A – Ela continuou morrendo de frio.

P – Continuou morrendo de frio. Aí que foi que a menina fez? A1 – Deu o casaco a ela e uma casa.

Após a leitura das histórias, vimos que a professora Maria sempre conversava com as crianças dentro do padrão “professora pergunta e criança responde”, ou seja, não havia uma conversa realmente significativa sobre o texto, tal como sugerem Brandão e Rosa (2010b). Em seguida, ela também solicitava que as crianças desenhassem sobre a história. Para isso, cada criança dispunha de um caderno de desenho devidamente identificado.
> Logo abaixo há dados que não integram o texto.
PR #505, opened 2022-05-01
WIP pipeline server, WIP "query" command, working `search-text` command

asutherland:
This landing include a bunch of progress towards the pipeline server that's still in progress, plus a working implementation of livegrep/codesearch logic via a new `search-text` command.

Because the search-text command includes a new submodule as described at https://bugzilla.mozilla.org/show_bug.cgi?id=1762992#c1 and a bunch of our provisioning logic hardcodes the "master" branch for provisioning, I need to land this to validate `vagrant destroy; vagrant up` locally with the required fidelity.  I will also trigger the automated provisioning process (which we know now detects errors after some fixes, woo!) because re-provisioning is absolutely required for tonic-build/prost-build in order for the search-text command to work.

The search-text changes also include changes to how we launch codesearch as discussed at https://bugzilla.mozilla.org/show_bug.cgi?id=1762992#c2 through https://bugzilla.mozilla.org/show_bug.cgi?id=1762992#c4 which was the actual plan arrived at.  This should not regress router.py behavior but immediately following successful provisioning I will kick off a config1 run against the "dev" channel to sanity-check that I didn't break things ahead of the UTC22 run tonight.

PR #506, opened 2022-05-02
The indexer now needs livegrep gRPC built too.

asutherland:
Now that our indexer checks run with the livegrep server running as
started by codesearch.py, we need to replicate the steps to build the
python livegrep gRPC bindings.  This was missed in local testing
because the VM runs both provisioner scripts.

This is a fixup to https://github.com/mozsearch/mozsearch/pull/505

### DIFF
--- a/infrastructure/indexer-provision.sh
+++ b/infrastructure/indexer-provision.sh
@@ -127,6 +127,18 @@ if [ ! -d livegrep ]; then
   rm -rf .cache/bazel
 fi
 
+# Install gRPC python libs and generate the python modules to communicate with the codesearch server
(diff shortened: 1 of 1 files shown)


asutherland:
This ran into the usual reciprocal edge case where the VM running both scripts means that I needed to have the logic be idempotent in the scripts for VM purposes either by nuking directories, suppressing errors about existing directories, or by not doing things if the directory already worked.  I'm addressing this and testing this locally by just folding the gRPC python building inside the "only do this if the livegrep directory doesn't already exist" logic.  This is running now and I'll push the change up and land it once I validate it.

PR #507, opened 2022-05-03
Make livegrep grpc build idempotent for VM.

asutherland:
Since now both provisioning scripts will try to install the python
gRPC, it needs to live in the directory-guarded check so we don't
try and do it twice.  This has been tested locally and ideally won't
break the server provisioning!


asutherland:
xref correcting the server-specific correction on https://github.com/mozsearch/mozsearch/pull/506, comment there

PR #508, opened 2022-05-07
Better default link styling.

emilio:
This makes links behave appropriately by default, and overrides where
needed, rather than what we were doing which is a bit footgunny.


asutherland (approved):
Thanks!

Assim, a categoria “desenho sobre o texto lido” ocorreu em quatro dos dez dias observados (4/10).

Vale ressaltar que as crianças desenhavam de forma solitária, sem qualquer intervenção da professora ou solicitação de que elas mostrassem seus desenhos para os colegas retomando o conteúdo da história e possibilitando a construção de novos significados sobre o texto ouvido. Além disso, o tempo de leitura e “conversa” sobre o texto lido na sala da professora Maria era em média de 40 a 50 minutos. Assim, por vezes, as crianças, claramente, demonstravam cansaço e se desinteressavam pela atividade É importante para o professor que, mesmo procurando recuperar junto com as crianças o texto lido, considerar o tempo de concentração que as crianças nessa idade têm. Os aspectos ligados ao próprio desenvolvimento infantil como, por exemplo, o tempo de espera ou o tempo utilizado em uma única atividade deve se adequar às necessidades dessa faixa etária.

Destacamos ainda que entre as leituras realizadas, uma consistiu em uma releitura de história e a exploração do texto com as atividades de sempre: conversa (perguntas-respostas) e desenho.

Vale frisar que a possibilidade de ouvir histórias já conhecidas tem um bom potencial para o trabalho de compreensão, pois ao escutar a releitura de um texto, as crianças podem tomar consciência de pontos antes não percebidos ou bem compreendidos. Além disso, as crianças, comumente, gostam de ouvir as mesmas histórias. Este é um bom exemplo de que é

possível contribuir para o desenvolvimento da compreensão das crianças na EI num contexto significativo e lúdico, ou seja, sem que isso signifique, necessariamente, um ensino pautado num controle excessivo ou em uma predominância de atividades com a linguagem escrita em detrimento do trabalho com outras linguagens que também precisam ser valorizadas na EI.

Por fim, atividades como a reescrita coletiva de textos ou o reconto feito oralmente pelas crianças e/ou pela professora não foram registradas durante os dias observados.